I'm new to Python and got stuck while implementing an algorithm for drawing graphs. I have a list of tuples that contain certain nodes and their 'level' (for layering). Initially that looks like this:
[(0, 10), (1, 'empty'), (2, 'empty'), (3, 'empty'), (4, 'empty'), (5, 'empty'), (6, 'empty'), (7, 'empty'), (8, 'empty'), (9, 'empty')] (node,level)
Now I need to assign levels to these nodes as long as any node has no level, respective the 'empty' attribute.
I tried several structures of possible while conditions, that syntactically weren't wrong but semantically didn't make any sense, since the while loop didn't terminate:
while (True for node, level in g.nodes(data='level') if level == 'empty'):
or
while ( 'empty' in enumerate(g.nodes(data='level') ):
and certain other similar constructs, that didn't work and I don't remember..
Until now it doesn't seem clear to me why this won't work - python didn't even enter the while loop with these conditions. Can you explain me why and hand me a clue how to fix it?
hint:
g.nodes(data='level') is a networkx function, that returns the upper list of tuples
So the things you have in the parentheses are generator expressions and they just always evaluate to True.
You have the right idea but maybe need to learn a bit more about these expressions and what to do with them. In your first suggestions, here is what I _ think_ you mean:
while any(level == 'empty' for node, level in g.nodes(data='level')):
...
In your version, what you do is create a generator expression that will container a number of True values, one for each level that is empty. However, even if that generator expression will have no elements in it, it is in and of itself not an empty object, and thus it evaluates to True.
You can try this out:
bool([]) # --> False because empty sequence
bool(list(range(1, -10))) # --> False because empty sequence
bool((i for i in range(1,-10))) # --> True because non-None generator expression
So you need to turn your generator expression into a truth value that actually reflects whether it has any true elements in it, and that's what the any function does: Take an iterator (or a generator expression) and return true if any of its elements are true.
You're trying to make an elemental check do your searching for you. Instead, concentrate on extracting exactly the values you need to check.
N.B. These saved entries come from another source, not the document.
PR #43040, opened 2022-07-02
[9.x] Bind a Vite Null Object to the Container instead of a Closure

mabdullahsari:
Closes #43039

PR #43826, opened 2022-08-23
[9.x] Fix withoutVite

iamgergo:
This PR fixes the `withoutVite` method.

-----

With the latest release some `Vite` methods were added, however currently they are not compatible with the `withoutVite` testing method. 

For example in an app.blade.php:

```blade
    {{
        Vite::withEntryPoints('resources/js/app.js')
            ->useBuildDirectory('vendor/package-name/build')
            ->useHotFile(public_path('vendor/package-name/hot'))
    }}
```

The following error is coming up: 

```
Error: Call to a member function useBuildDirectory() on string in ...
```

The methods that are returning other value type than a string for example `$this` must be defined. Also, the `__toString` is added to the anonymus class to make sure blade can render it.

------

I was not sure how to test it since no other tests were added to the similar fake methods.

### DIFF
--- a/src/Illuminate/Foundation/Testing/Concerns/InteractsWithContainer.php
+++ b/src/Illuminate/Foundation/Testing/Concerns/InteractsWithContainer.php
@@ -141,17 +141,17 @@ trait InteractsWithContainer
                 return $this;
             }
 
-            public function useBuildDirectory($path)
+            public function useBuildDirectory()
             {
                 return $this;
             }
 
-            public function useHotFile($path)
+            public function useHotFile()
             {
                 return $this;
             }
 
-            public function withEntryPoints($entryPoints)
+            public function withEntryPoints()
             {
                 return $this;
             }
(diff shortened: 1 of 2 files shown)


mabdullahsari:
I opened the PR for the [very first fix](https://github.com/laravel/framework/pull/43040).

I think that it'd be much better if an instance of `$this` is returned from `__call`. Then the `__toString()` can take on the responsibility for rendering nothing in the blade views. 

Thoughts?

Let's start with the list of tuples as
g = [(0, 10), (1, 'empty'), (2, 'empty'), (3, 'empty'), (4, 'empty'),
(5, 'empty'), (6, 'empty'), (7, 'empty'), (8, 'empty'), (9, 'empty')]
Now get a list of only the levels:
level = [node[1] for node in g]
Now, your check is simply
while "empty" in level:
# Assign levels as appropriate
# Repeat the check for "empty"
level = [node[1] for node in g]
If you're consistently updating the main graph, g, then fold the level extraction into the while:
while "empty" in [node[1] for node in g]:
# Assign levels
Originally, your while failed because you return True so long as there's anything in g:
while (True for node, level in ...)
You have a good approach, but made it one level too complex, and got stuck with True.
Your enumerate attempt fails because you search for a string in an enumerator, rather than in its returned values. You could make a list of the returned values, but then we're back where we started, with a list of tuples. This would compare "empty" against each tuple, and fail to find the desired string -- it's one level farther down.
The other answers may be best. But the specific test you requested can be written a few ways:
This is similar to what you had, but creates a list instead of a generator. The list will evaluate as False if it is empty, but the generator doesn't.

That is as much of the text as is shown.